I have yet to see ANY evidence of acceleration in sea level rise. It annoys me the way people just drop this phrase into articles without proof or attribution. Is there some evidence of acceleration that I am perhaps unaware of?

Mike McHenry
Reply to  Ian Hawthorn
May 16, 2020 7:02 am

Usually they show acceleration of sea level rise by splicing together the tide gauge data with the satellite data starting in 1993. Satellite gives a larger number so it looks like acceleration. It’s fraud of course. Don’t know if that is what was done here

toorightmate
May 16, 2020 6:47 am

We here in Australia unfortunately receive world news late.
Two questions:
1. Was the pic of the Statue of Liberty taken yesterday morning or yesterday afternoon? AND
2. Was it high or low tide when the pic was taken?

Reply to  toorightmate
May 16, 2020 8:18 am

Excellent questions. Like Einstein said, “Don’t listen to the person who has the answers; listen to the person who has the questions.”

Teddy Lee
May 16, 2020 7:05 am

Did Obama make his recent coastal purchase,based on Rutgers continued flogging of the “we’re all going to drown theme”. Seems a little like a scam to me. How far above sea level is Rutgers.Are they making plans to move to higher ground.Or!!!

HD Hoese
May 16, 2020 7:50 am

From the paper with 101 references, influencing journal impact factors no doubt.
“Amplitudes of sea-level change

The estimates provided here from scaling of deep-sea δ18Obenthic and backstripping have large errors (±10 to ±20 m; see Materials and Methods). Given this, the agreement shown between the two estimates (Fig. 1D) is remarkable (see Materials and Methods for statistical comparisons of the two records)……..Last, to estimate the effect of the distribution of potential parameter values and temporal uncertainties on f(t), we apply a random sampling/Monte Carlo method that alters the hyperparameter values and ages of the input data drawing from their probability distributions.”

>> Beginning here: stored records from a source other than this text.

PR #1014, opened 2026-01-24
Add subcategories

AlexanderVanhee:
Adds subcategories using data from the Flathub API, they are fetched in a similar way to tags on app pages. Currently only the "Audio & Video" and "Gaming" categories have subcategories, matching the Flathub website. Other subcategories are apparently pretty crap.

image


kolunmi:
:justagirl:

PR #1027, opened 2026-01-25
docs: expand on curated section with the flatpak a bit more

renner0e:
preview: https://github.com/kolunmi/bazaar/blob/curated-docs/docs/overview.md


kolunmi:
yay! thanks

PR #1028, opened 2026-01-25
chore(po): updated French translations

theMimolet:
Hi !!

Saw that an update was about to be released,
So here's the express french refresh from yours truly :+1: 

Have an amazing night :D


kolunmi:
Thanks!! <3

PR #1029, opened 2026-01-26
Add read support for flatpak bundles

### LINKED ISSUE #984: Add cli option to preview metainfo
It would be nice if Bazaar had a cli option to allow users to pass in a metainfo xml file and preview what it would look like in Bazaar. 

Similar to the `--show-metainfo` option in gnome-software.

AlexanderVanhee:
Allowing users to open Flatpak bundles in read only mode should be a good first step toward future install support. It’s also useful in its current state for users who want to preview how their flatpaks metadata looks in Bazaar.

This also moves AppStream parsing out of the Flatpak entry.

Closes #984 

Screenshot From 2026-01-26 11-48-22

### DIFF
--- a/src/bz-releases-list.blp
+++ b/src/bz-releases-list.blp
@@ -1,8 +1,9 @@
 using Gtk 4.0;
 using Adw 1;
+using Gio 2.0;
 
 template $BzReleasesList: Adw.Bin {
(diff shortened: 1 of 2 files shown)


kolunmi:
:fire:

PR #1032, opened 2026-01-27
Updated pt_PT translation

azenyr:
Updates the pt_PT translation po file to try and keep it more up to date with current message strings.


kolunmi:
Thanks! :portugal:

PR #1036, opened 2026-01-28
Add support for single app remotes

AlexanderVanhee:
Adding support for this remote type will make the installed list more complete for users. It also allows users to remove or open these apps which is nice. This is also an important step toward ultimately supporting installation from bundles.

Entries from these remotes cannot be reinstalled, so they also do not appear in search.

image


kolunmi:
<3

PR #1039, opened 2026-01-28
Fix data graph not properly following accent color

AlexanderVanhee:


kolunmi:
thanks, good catch

changed `g_signal_connect` to `g_signal_connect_swapped` for consistency

PR #1040, opened 2026-01-28
Fix carousel background color applying to whole app

AlexanderVanhee:
Since adding CSS to individual widgets is deprecated, I have to use some kind of ID system to prevent these styles from overwriting each other when browsing between apps with multiple windows.


kolunmi:
:+1:

PR #1043, opened 2026-01-29
Add installed version support

AlexanderVanhee:
Should also be useful for displaying version changes in the update dialog in the future.

image


kolunmi:
cool , thanks

PR #1065, opened 2026-02-04
Increase paragraph spacing

### LINKED ISSUE #968: Appdata description and p tags
Appdata description tags and the related p tags appear to be interpreted slightly differently from GNOME Software. 

### GNOME Software

Image

### Bazaar

Image

AlexanderVanhee:
increased the paragraph spacing by 4 pixels, it’s still less than GNOME Software though.

@bertob Does this look good to you, and should we also increase the spacing between list items as well?

Closes #968 

Screenshot From 2026-02-04 20-59-31


bertob:
Could go a little bit higher (e.g. 12), but more or less looks good to me.

PR #1485, opened 2026-05-13
Fix transaction level error reporting

AlexanderVanhee:
Most errors are specific to a job, but there are also transaction level errors, most easily seen when not entering a password in a polkit prompt. These were seemingly ignored before, as they were returned as an error hashmap. Now this hashmap gets properly read and set as an error, and the transaction gets also marked as cancelled.

This fixes the issue where the bundle install dialog reports the app as installed when the user did not provide their password, even though the installation did not actually complete.


kolunmi:
LGTM

PR #1492, opened 2026-05-14
Ensure runtime remote before bundle install

AlexanderVanhee:
Bundle installs would fail if the runtime remote was not already added beforehand. Now it gets added automatically if need be (like how already said so in the UI).

`flatpak_remote_new_from_file` does not set GPG verification correctly for some reason... So i had to do it manually. 

The URL below provides a bundle with `gnome-nightly` for the runtimes remote:
https://gitlab.gnome.org/GNOME/gnome-text-editor/-/jobs/6530959/artifacts/download?file_type=archive

Make sure you don't have `gnome-nightly` already when testing.

### DIFF
--- a/src/bz-bundle-install-dialog.blp
+++ b/src/bz-bundle-install-dialog.blp
@@ -178,11 +178,12 @@ template $BzBundleInstallDialog: Adw.BreakpointBin {
 
                   Label {
                     label: _(
-                      "Installing this app requires adding a new software source. Other apps from this source will show up in Bazaar.\n\nOnly add this source if you're sure you trust it."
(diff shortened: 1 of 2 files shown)


kolunmi:
thanks! please rename `ensure_runtime_remote` -> `fiber_ensure_runtime_remote` since it has a dex_await in it and you are just calling it normally from a fiber, and make sure it is forward declared at the top of the file.

Also `local_error` should be the first declared variable in the scope

AlexanderVanhee:
Should be better now

kolunmi:
looks good

PR #1493, opened 2026-05-14
Minor permission rating changes

AlexanderVanhee:
Permissions to subfolders are now hidden if access has been given to the full home or root.

 The camera and individual filesystem danger levels are now also downgraded in severity if there is no network access.

part of #1454


kolunmi:
thanks!

PR #1494, opened 2026-05-14
Stop the transact fiber from referencing a window

AlexanderVanhee:
This fixes the issue where the window would open at a weird resolution when a transaction was running in the background.

Opening a new window mirrors the resolution of the primary window if it exists. In this case the window was closed but still referenced, causing the new window resolution to be set to 0x0.

Closes #1465


kolunmi:
thanks

PR #1495, opened 2026-05-14
Adress "installed" refresh worker race condition

AlexanderVanhee:
There seems to a rc where the refresh worker could replace an entry in cache after the last replace_entry in BzApplication, causing the entry to be marked as not installed.

My fix is to find the installed entries and overwrite them again in enumerate_disk_entries_fiber, so after when the cache manager is done.

This seemingly fixes the issues with runtimes not being marked as installed, or apps from other remotes that are not Flathub something not wanting to uninstall.

You might still want to look into a better solution tough.


kolunmi:
closing in favor of #1496

PR #1497, opened 2026-05-14

AsciiWolf:
No strings from _src/bz-bundle-install-dialog.blp_ were translated.


kolunmi:
Good catch!! Thanks

PR #1499, opened 2026-05-14

theMimolet:
Hiii,

I updated the strings for the new bundle feature + refreshed some :D

It's not ready yet as there's [a string](https://github.com/bazaar-org/bazaar/blob/main/src/bz-bundle-install-dialog.blp#L126) that require to be treated like the other install buttons strings (otherwise it makes it weird in french) and it still needs a few tweaks here and there.

Hopefully I'll wake up early enough to open the PR before the update ><

Anyway, love you all, 
Have a lovely night <3


theMimolet:
Here's the French translation ! 

Thank you for your awesome work <3

kolunmi:
Thank you for your awesome work as well!

PR #1500, opened 2026-05-15
Handle no runtime entry in the UI

AlexanderVanhee:
Also fixes some errors that would show up for apps where the ui-entry was not from Flathub.


kolunmi:
thanks!

PR #1503, opened 2026-05-16
Remove global separator opacity override

AlexanderVanhee:
This was needed in some previous design of the update card, don't ask me why I didn't scope it properly


kolunmi:
Thanks!

PR #1504, opened 2026-05-16
Fix global search when in subpages

AlexanderVanhee:
When searching from the full view or whatever, only the first keystroke would appear in the search bar, and the page would not switch.


kolunmi:
Thanks!

PR #1506, opened 2026-05-16
Add cancel button to rich app tile

AlexanderVanhee:
Adding a cancel button allows us to disable to confirmation dialog, saving the users an extra click.

image


theMimolet:
Would it be pertinent to replace "Get" by a download icon ? 
(absolutely not biased by the fact it's "Installer" in French and that we barely see the app description)

kolunmi:
Thanks!

PR #1516, opened 2026-05-17
Update devcontainer configuration and Dockerfile dependencies

pan0xc:
1. Add the necessary dependencies to the Dockerfile for successful compilation.
2. The absence of the dbus component within the container causes Bazaar to crash. Exposing the host machine's dbus component within the container allows for its use.

Local testing is working fine; the only issue so far is that the flatpak app is not working.
image


kolunmi:
Thanks!!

Are hyperparameters related to hyperneuroses? What year did “large errors” become insignificant?

ScienceABC123
May 16, 2020 7:55 am

Some smart people will always look upon correlation as evidence of causation. I call them “wise fools.”

Reply to  ScienceABC123
May 16, 2020 8:02 am

Correlation is a reason to examine the possibility of causation.

Jeff Alberts
Reply to  David Middleton
May 16, 2020 8:52 am

And if they can’t find it, they’ll make it up, apparently.

MarkW
Reply to  Jeff Alberts
May 16, 2020 9:52 am

You sir, are obviously well trained in the art of climate science.

MarkW
Reply to  ScienceABC123
May 16, 2020 9:51 am

Correlation is not causation. However it’s often a good clue as to where to start looking for causation.

Ian Hawthorn
Reply to  MarkW
May 16, 2020 9:10 pm

Correlation has no direction; causation does. The first question you have to consider when trying to go from correlation to causation is what causes what. Almost no consideration has been given to the notion that warming since the little ice age has caused CO2 levels to increase. It is assumed that causation runs entirely in the opposite direction. An obvious physical mechanism and much evidence to the contrary is ignored.

MarkW
May 16, 2020 9:21 am

It’s not changes in the orbit, therefore it must be caused by man.
Is there any logical fail that these guys won’t use to advance their cause?

Johanus
May 16, 2020 12:11 pm

@Article
“The largest sea-level decline took place during the last glacial period about 20,000 years ago, when the water level dropped by about 400 feet. That was followed by a foot per decade rise in sea level – a rapid pace that slowed from 10,000 to 2,000 years ago. Sea-level rise was then at a standstill until around 1900, when rates began rising as human activities began influencing the climate.”

Yes, sea levels have risen since the last Ice Age. But was it it a monotonic rise, as strongly implied by the bold text above?

If so, why are so many ancient Roman and medieval seaports ‘high and dry inland’ today? For example, Burgh and Harlech castles, which once stood at the edge of the sea, are now a mile or so inland, in spite of considerable subsidence of the land over the centuries?

May 16, 2020 12:27 pm

They can’t possibly know what CO2 and sea levels were over the last 66 million years, much less the cause of sea level variations. Re sea level, consider how much tectonic activity there has been. The Atlantic Ocean is only about 180 million years old.